Why did you go into Jewish Studies?

Cynthia Baker

Bates College

Three decades ago, as a young college student, I studied in Jerusalem. Ripe for the encounter, I fell intensely and fearfully in love with that place, ha-makom, ha-aretz. With the loss of political innocence and the heartbreak that followed, I have often felt myself caught in a seemingly hopeless attempt to make sense of it all, caught like a fly in the sticky interconnections of the web into which I've flown. Jewish Studies at times illumines for me diverse strands in this web of love and grief.

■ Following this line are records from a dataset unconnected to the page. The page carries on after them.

PR #90, opened 2017-03-09
Add OPLS atomtypes for dimethylformadmide

mattwthompson:


ctk3b:
I would just resubmit the whole thing from a fresh branch off of master

PR #97, opened 2017-03-15
Graph based SMARTS matching

### LINKED ISSUE #77: Re-enable rule map building to speedup execution
Maps rules to element types so we only run rules for the given element.

### LINKED ISSUE #79: Make atom typing and force field applying separate and optional
Some users may already have an atomtyped system that just needs a force field applied. Others may just want to atom type something without applying the whole force field.

ctk3b:
SMARTS strings are now read into a `SMARTSGraph` object which can be matched against an `OpenMM.Topology` and return all matching atoms. This replaces the functionality in the `Rule` class which operated on one atom at a time.

Also contains fixes that resolve #79 and resolve #77


TengyuMaVandy:
Hi Christoph, is this the improved code of the NetworkX support? Should I close the previous pull request?

ctk3b:
It is. You can probably close it but we won't merge this yet until we can confirm it doesn't cause any performance issues (which I believe it currently does).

As I grow older, I find I am increasingly bemused by the human world, its confounding disparities, and perplexing preoccupations. As a child of Western education and culture, I have come to know Jew as a name by which to take hold of and wrestle with bemusement, alienation, and ambivalence; to own the strange as familiar and the familiar as strange; to recognize self in/as Other. Jewish Studies provides me many ways to face and embrace that ambivalent Jew.

Throughout my life, I have been intrigued by complex questions; by ideas that open out to other ideas, other questions, multiple possibilities. And I yearn to live within a sense of the sacred that reaches beyond common parochialisms. These impulses surely ground my choices of an academic profession and, within that, the field of religious studies. I come to Jewish Studies through religious studies, seduced—and sustained—by delight in the play of ideas and words, the resonant multivocality of practices like midrash, and by deep pleasure in a tradition that, at its best, honors questioning, challenging, and learning as sacred acts.